Work required –
Every line in the listing below that holds the word "probably" should be returned.

Record excerpts –

PR #51, opened 2017-06-14
Add a basic SelfUpdateCommand using phar-updater v1

padraic:
Implements #45 

Assumes using Github releases to host a signed phar.

### DIFF
--- a/src/Console/Command/SelfUpdateCommand.php
+++ b/src/Console/Command/SelfUpdateCommand.php
@@ -14,11 +14,13 @@ declare(strict_types=1);
 
 namespace Humbug\PhpScoper\Console\Command;
 
+use Humbug\PhpScoper\Logger\UpdateConsoleLogger;
 use Humbug\SelfUpdate\Updater;
 use Symfony\Component\Console\Command\Command;
 use Symfony\Component\Console\Input\InputInterface;
 use Symfony\Component\Console\Input\InputOption;
 use Symfony\Component\Console\Output\OutputInterface;
+use Symfony\Component\Console\Style\SymfonyStyle;
 
 final class SelfUpdateCommand extends Command
 {
@@ -34,6 +36,11 @@ final class SelfUpdateCommand extends Command
     const CHECK_OPT = 'check';
 
     /**
+     * @var Updater
+     */
+    private $updater;
+
+    /**
      * @var OutputInterface
      */
     private $output;
@@ -43,16 +50,38 @@ final class SelfUpdateCommand extends Command
      */
     private $version;
 
+    /**
+     * @var UpdateConsoleLogger
+     */
+    private $logger;
+
+    /**
+     * @param Updater $updater
+     */
+    public function __construct(Updater $updater)
+    {
+        parent::__construct();
+
+        $this->version = $this->getApplication()->getVersion();
+        $this->updater = $updater;
+    }
+
+    /**
+     * @inheritdoc
+     */
     protected function configure()
     {
         $this
             ->setName('self-update')
-            ->setDescription('Update php-scoper.phar to most recent stable build.')
+            ->setDescription(sprintf(
+                    'Update %s to most recent stable build.',
+                    $this->getLocalPharName()
+            ))
             ->addOption(
                 self::ROLLBACK_OPT,
                 'r',
                 InputOption::VALUE_NONE,
-                'Rollback to previous version of php-scoper if available on filesystem.'
+                'Rollback to previous version of PHP-Scoper if available on filesystem.'
             )
             ->addOption(
                 self::CHECK_OPT,
@@ -64,13 +93,17 @@ final class SelfUpdateCommand extends Command
     }
 
     /**
-     * @param InputInterface  $input
-     * @param OutputInterface $output
+     * @inheritdoc
      */
     protected function execute(InputInterface $input, OutputInterface $output)
     {
+        $io = new SymfonyStyle($input, $output);
+        $this->logger = new UpdateConsoleLogger(
+            $this->getApplication(),
+            $io
+        );
+
         $this->output = $output;
-        $this->version = $this->getApplication()->getVersion();
 
         if ($input->getOption('rollback')) {
             $this->rollback();
@@ -97,55 +130,40 @@ final class SelfUpdateCommand extends Command
      */
     private function getStableUpdater(): Updater
     {
-        $updater = new Updater();
-        $updater->setStrategy(Updater::STRATEGY_GITHUB);
+        $this->updater->setStrategy(Updater::STRATEGY_GITHUB);
         return $this->getGithubReleasesUpdater($updater);
     }
 
     private function update(Updater $updater)
     {
-        $this->output->writeln('Updating...'.PHP_EOL);
+        $this->logger->startUpdating();
         try {
-            $result = $updater->update();
+            $result = $this->updater->update();
 
-            $newVersion = $updater->getNewVersion();
-            $oldVersion = $updater->getOldVersion();
+            $newVersion = $this->updater->getNewVersion();
+            $oldVersion = $this->updater->getOldVersion();
         
             if ($result) {
-                $this->output->writeln('php-scoper has been updated.');
-                $this->output->writeln(sprintf(
-                    'Current version is: %s.',
-                    $newVersion
-                ));
-                $this->output->writeln(sprintf(
-                    'Previous version was: %s.',
-                    $oldVersion
-                ));
+                $this->logger->updateSuccess($newVersion, $oldVersion);
             } else {
-                $this->output->writeln('php-scoper is currently up to date.');
-                $this->output->writeln(sprintf(
-                    'Current version is: %s.',
-                    $oldVersion
-                ));
+                $this->logger->updateNotNeeded($oldVersion);
             }
         } catch (\Exception $e) {
-            $this->output->writeln(sprintf('Error: %s', $e->getMessage()));
+            $this->logger->error($e);
         }
-        $this->output->write(PHP_EOL);
     }
 
     private function rollback()
     {
-        $updater = new Updater();
         try {
-            $result = $updater->rollback();
+            $result = $this->updater->rollback();
             if ($result) {
-                $this->output->writeln('php-scoper has been rolled back to prior version.');
+                $this->logger->rollbackSuccess();
             } else {
-                $this->output->writeln('Rollback failed for reasons unknown.');
+                $this->logger->rollbackFail();
             }
         } catch (\Exception $e) {
-            $this->output->writeln(sprintf('Error: %s', $e->getMessage()));
+            $this->logger->error($e);
         }
     }
 
@@ -157,10 +175,7 @@ final class SelfUpdateCommand extends Command
 
     private function printCurrentLocalVersion()
     {
-        $this->output->writeln(sprintf(
-            'Your current local version is: %s',
-            $this->version
-        ));
+        $this->logger->printLocalVersion($this->version);
     }
 
     private function printCurrentStableVersion()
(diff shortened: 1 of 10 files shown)


src/Console/Command/SelfUpdateCommand.php
```diff
@@ -0,0 +1,205 @@
...
+    /**
+     * @var string
+     */
+    private $version;
+
+    protected function configure()
+    {
+        $this
+            ->setName('self-update')
+            ->setDescription('Update php-scoper.phar to most recent stable build.')
```
theofidry: can the name be changed? I mean the user may have renamed `php-scoper.phar` to something else e.g. `php-scoper` or `scoper`

src/Console/Command/SelfUpdateCommand.php
```diff
@@ -0,0 +1,205 @@
...
+    }
+
+    /**
+     * @param InputInterface  $input
+     * @param OutputInterface $output
+     */
+    protected function execute(InputInterface $input, OutputInterface $output)
+    {
+        $this->output = $output;
+        $this->version = $this->getApplication()->getVersion();
```
theofidry: can this be done in the constructor?

src/Console/Command/SelfUpdateCommand.php
```diff
@@ -0,0 +1,205 @@
...
+    {
+        $this->update($this->getStableUpdater());
+    }
+
+    /**
+     * @return Updater
+     */
+    private function getStableUpdater(): Updater
+    {
+        $updater = new Updater();
```
theofidry: I didn't check the updater API but is there any reason why the strategy cannot be se in the updater constructor?

src/Console/Command/SelfUpdateCommand.php
```diff
@@ -0,0 +1,205 @@
...
+    {
+        $this->output->writeln('Updating...'.PHP_EOL);
+        try {
+            $result = $updater->update();
+
+            $newVersion = $updater->getNewVersion();
+            $oldVersion = $updater->getOldVersion();
+        
+            if ($result) {
+                $this->output->writeln('php-scoper has been updated.');
```
theofidry: PHP-Scoper

src/Console/Command/SelfUpdateCommand.php
```diff
@@ -0,0 +1,205 @@
...
+                $this->output->writeln(sprintf(
+                    'Current version is: %s.',
```
theofidry: `<comment>%s</comment>`

src/Console/Command/SelfUpdateCommand.php
```diff
@@ -0,0 +1,205 @@
...
+                    $newVersion
+                ));
+                $this->output->writeln(sprintf(
+                    'Previous version was: %s.',
```
theofidry: `<comment>%s</comment>`

src/Console/Command/SelfUpdateCommand.php
```diff
@@ -0,0 +1,205 @@
...
+                $this->output->writeln('php-scoper is currently up to date.');
+                $this->output->writeln(sprintf(
+                    'Current version is: %s.',
+                    $oldVersion
+                ));
+            }
+        } catch (\Exception $e) {
+            $this->output->writeln(sprintf('Error: %s', $e->getMessage()));
+        }
+        $this->output->write(PHP_EOL);
```
theofidry: `newLine()` or `writeln('')`

src/Console/Command/SelfUpdateCommand.php
```diff
@@ -0,0 +1,205 @@
...
+                ));
+            } else {
+                $this->output->writeln('php-scoper is currently up to date.');
+                $this->output->writeln(sprintf(
+                    'Current version is: %s.',
+                    $oldVersion
+                ));
+            }
+        } catch (\Exception $e) {
+            $this->output->writeln(sprintf('Error: %s', $e->getMessage()));
```
theofidry: is the rollback done in the updater in case of failure? If so we don't actually need to catch the exception as we'll have more information by throwing letting the Console handling the exception

src/Console/Command/SelfUpdateCommand.php
theofidry: can we create the updater in the constructor or better use DI (for mocking in unit tests)?

padraic:
@theofidry Yeah, still a bit of work to tidy this up. Will be tomorrow though :). The output can probably go to a logger somewhere too.

src/Console/Command/SelfUpdateCommand.php
padraic: The basic update flow is to backup the original phar (leaving original still in place), download the new phar to a temporary directory, validate it, and then copy it to the original phar location (overwrite). On error, the temporary copy would be deleted. The rollback is largely in the event that an update is valid, but broken or incompatible for any reason and you want the old version back.

src/Console/Command/SelfUpdateCommand.php
padraic: `Phar::running()` should return the file path with the local name, I think.

padraic:
@theofidry Will look into testing tomorrow. Just cleaned it up and simplified.

src/Console/Command/SelfUpdateCommand.php
```diff
@@ -0,0 +1,198 @@
...
+        if ($input->getOption('rollback')) {
+            $this->rollback();
+
+            return;
+        }
+
+        if ($input->getOption('check')) {
+            $this->printAvailableUpdates();
+
+            return;
```
theofidry:
```php
return 0;
```

src/Console/Command/SelfUpdateCommand.php
```diff
@@ -0,0 +1,198 @@
...
+        }
+
+        $this->update($this->getStableUpdater());
+    }
+
+    /**
+     * @return Updater
+     */
+    private function getStableUpdater(): Updater
```
theofidry: `createUpdater()`?

theofidry: Also I think the phpdoc is unneeded here

src/Console/Command/SelfUpdateCommand.php
```diff
@@ -0,0 +1,198 @@
...
+
+            $newVersion = $this->updater->getNewVersion();
+            $oldVersion = $this->updater->getOldVersion();
+
+            if ($result) {
+                $this->logger->updateSuccess($newVersion, $oldVersion);
+            } else {
+                $this->logger->updateNotNeeded($oldVersion);
+            }
+        } catch (\Exception $e) {
```
theofidry: What kind of error can we get? If it's a generic one maybe we should use `Throwable` instead?

padraic:
Made a few updates. For reference, the local `box.json` adds the following new fields:

```js
    "git-version": "git-version",
    "algorithm": "OPENSSL",
    "key": "/path/to/your/private.pem",
    "key-pass": true
```

Box version we use is pointing at Symfony/Console 3.x as an option, but the underlying commands are not updated to use the Question helper (still using Dialog). Adjusted our own `vendor-bin/composer.json` to fix.

I may temporarily hijack the 0.1.0 Github release for practical download/rollback testing tomorrow.

The phar will emit a semantic version based off of box's `git-version`, so it will be one of:

- `x.y.z` (typical stable version when phar is build to a tagged commit.
- `x.y.z+15-g0818afa (where `+` marks anything after as metadata, `15` is the commit count since previous tagged commit, and `0818afa` is the current short commit hash prefix with `g` by box.

theofidry:
>Box version we use is pointing at Symfony/Console 3.x as an option, but the underlying commands are not updated to use the Question helper (still using Dialog). Adjusted our own vendor-bin/composer.json to fix.

I'm not following. You mean it allows `symfony/console 3.x` but actually the code is still using `2.x` code which as been removed in `3.x`?

Nevermind, actually saw [that](https://github.com/humbug/php-scoper/pull/51/files#diff-9640169ec654daef753be064011c0e27R10) which confirms it. Seems fine by me really 👍 

I'm must stay I'm still not sure how the phar updater works exactly as I'm only used to the Composer one.

padraic:
@theofidry That's the problem - still using Symfony 2's Dialog helper in the background.

The updater works a lot like Composer's - I doubt there's a huge difference between them at the basic level. The differences are all extras to the basic workflow: phar signature support, the strategies (all essentially varying methods of where/how to check for updates, and where to download any updates).

src/Console/Command/SelfUpdateCommand.php
padraic: Null is converted to 0 status automatically isn't it? No harm being explicit though.

src/Console/Command/SelfUpdateCommand.php
padraic: Any day now I'll wake up and remember PHP 7 was released ;).

padraic:
@theofidry All wrapped up here!

src/Console/Command/SelfUpdateCommand.php
```diff
@@ -0,0 +1,196 @@
...
+            $newVersion = $this->updater->getNewVersion();
+            $oldVersion = $this->updater->getOldVersion();
+
+            if ($result) {
+                $this->logger->updateSuccess($newVersion, $oldVersion);
+            } else {
+                $this->logger->updateNotNeeded($oldVersion);
+            }
+        } catch (\Throwable $e) {
+            $this->logger->error($e);
```
theofidry: we're not failing here?

src/Console/Command/SelfUpdateCommand.php
```diff
@@ -0,0 +1,196 @@
...
+                $this->logger->currentVersionInstalled($stability);
+            }
+        } catch (\Throwable $e) {
+            $this->logger->error($e);
+        }
+    }
+
+    private function getLocalPharName(): string
+    {
+        return basename(\PHAR::running());
```
theofidry: This command doesn't work without a PHAR, but can we ensure it fails gracefully?

src/Logger/UpdateConsoleLogger.php
```diff
@@ -0,0 +1,106 @@
...
+    }
+
+    public function startUpdating()
+    {
+        $this->io->writeln('Updating...');
+    }
+
+    public function updateSuccess(string $newVersion, string $oldVersion)
+    {
+        $this->io->writeln('PHP-Scoper has been updated.');
```
theofidry: with `SymfonyStyle` you also have `success()`, `error()` and such for some fancy styling

src/Console/Command/SelfUpdateCommand.php
padraic: Mostly, it's just to add some preceding text to assure users the phar was not replaced. We could let the Throwable just fall through, but I always find that a bit untidy.

theofidry: Not sure about this though as we rule out any way for the user to know why it failed. I think throwing the throwable after logging the message would be fine

theofidry:
Hum Travis is now failing because of the missing pubkey...

padraic:
Hmm, phar-updater checks it up front instead of waiting for a request for a pub key to run checks: https://github.com/humbug/phar-updater/blob/master/src/Updater.php#L112

It should be changed in the updater package for these scenarios (unsigned testing). I'll open an issue there. In the meantime, we can probably suppress that exception. For actual updating in RL, the phar itself won't even run if the pubkey were missing.

src/Console/Command/SelfUpdateCommand.php
padraic: Can you clarify? The SelfUpdateCommand only ever exists in a PHAR, so the above `running()` call should always succeed.

padraic:
@theofidry All comments should be addressed now. Made one change to makefile so we ignore, only during tests, any local `box.json` (e.g. with privkey config) and use the `dist` copy instead.

padraic:
@theofidry Made a couple of changes. The remainder on Scrutinizer we can't fix from outside phar-updater.

PR #52, opened 2017-06-15
Scope Composer autoloader

### LINKED ISSUE #46: Handle Composer autoloading
Follow up of https://github.com/humbug/php-scoper/pull/38#issuecomment-307658139

theofidry:
Closes #46.

Right is at a state of a POC.

What is missing:

- Add tests
- Run `composer dump-autoload` after the scoping (I ran it manually for my tests)

### DIFF
--- a/Makefile
+++ b/Makefile
@@ -19,6 +19,7 @@ build: bin/php-scoper
 	rm composer.lock
 	composer install --no-dev --prefer-dist --classmap-authoritative
 	php -d zend.enable_gc=0 bin/php-scoper add-prefix --force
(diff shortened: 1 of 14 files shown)


theofidry:
@padraic should we try to run the autoload dump now or we can leave it to the user until we find a good way to do that?

padraic:
@theofidry I vote leave it for the user for now. And perhaps in the future add an opt-in option to command?

theofidry:
Let's do that then, let's get something working well first and then work more on the DX.

PR #56, opened 2017-06-15
Properly scope fully-qualified class name nodes

### LINKED ISSUE #53: Scope files in the global namespace
I had a simple file:

```php
<?php

require_once __DIR__.'/vendor/autoload.php';

echo (new \Foo\Foo())().PHP_EOL;
```

Where `Foo` was an invokable. Surprisingly the scoping did not prefix `\Foo\Foo()` to `PhpScoperPrefix\Foo\Foo()`.

padraic:
Also fix unrelated bug stripping `\` from start of FQN after concatenating prefixes
closes #53

### DIFF
--- a/src/NodeVisitor/FullyQualifiedNamespaceUseScoperNodeVisitor.php
+++ b/src/NodeVisitor/FullyQualifiedNamespaceUseScoperNodeVisitor.php
@@ -40,7 +40,7 @@ final class FullyQualifiedNamespaceUseScoperNodeVisitor extends NodeVisitorAbstr
             && false === ($node->hasAttribute('phpscoper_ignore')
             && true === $node->getAttribute('phpscoper_ignore'))
         ) {
-            return new Name(Name::concat($this->prefix, (string) $node));
+            return new Name('\\' . Name::concat($this->prefix, (string) $node));
         }
 
         return $node;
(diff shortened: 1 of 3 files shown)


src/NodeVisitor/FullyQualifiedNamespaceUseScoperNodeVisitor.php
```diff
@@ -40,7 +40,7 @@ public function enterNode(Node $node)
             && false === ($node->hasAttribute('phpscoper_ignore')
             && true === $node->getAttribute('phpscoper_ignore'))
         ) {
-            return new Name(Name::concat($this->prefix, (string) $node));
+            return new Name('\\'.Name::concat($this->prefix, (string) $node));
```
padraic: Casting Node to string omits `\` at start so the new Node isn't registered as fully qualified.

tests/Scoper/PhpScoperTest.php
```diff
@@ -594,6 +594,28 @@ public function provideValidFiles()
...
         //
+        // FQN usage for a name
+        //
+        // ====================
+
+        yield '[FQN usage for a name] fully qualified class' => [
+            <<<'PHP'
+<?php
+
+new \Foo\Bar();
```
theofidry: How are we able to tell the difference between `\Closure` and `\Foo`?

theofidry:
Nvm: forgot we are not messing with the global namespace yet so if you have `\Foo` then it's not prefixed

padraic:
Not yet, and the single part visitor I wrote is restricted to handling aliases. What I should do...is open an issue to track.

PR #58, opened 2017-06-15
Add Blackfire profiling command

### LINKED ISSUE #48: Performance
Unlikely to have big improvements but I think having one or two simple scenario like done in https://github.com/nelmio/alice/tree/master/profiling is a good thing just to keep track of it to ensure we don't fuck up badly.

theofidry:
Closes #48. FYI here's what we have right now:

https://blackfire.io/profiles/48ea61f2-d103-46a9-9f43-9ba5560c241d/graph

### DIFF
--- a/Makefile
+++ b/Makefile
@@ -48,6 +48,22 @@ e2e: vendor
 	php build/set004/bin/greet.phar > build/output
 	diff fixtures/set004/expected-output build/output
 
+tb:				  ## Run Blackfire profiling
+tb: vendor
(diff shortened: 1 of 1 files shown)


padraic:
Anything popping out...other than PHP-Parser ;).

theofidry:
For now yeah not much more, although with the test I did we could measure the impact of Xdebug which is about 30%, so might be worth having a trick a la Composer to disable it at some point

Worked solution –
@theofidry Yeah, still a bit of work to tidy this up. Will be tomorrow though :). The output can probably go to a logger somewhere too.
It should be changed in the updater package for these scenarios (unsigned testing). I'll open an issue there. In the meantime, we can probably suppress that exception. For actual updating in RL, the phar itself won't even run if the pubkey were missing.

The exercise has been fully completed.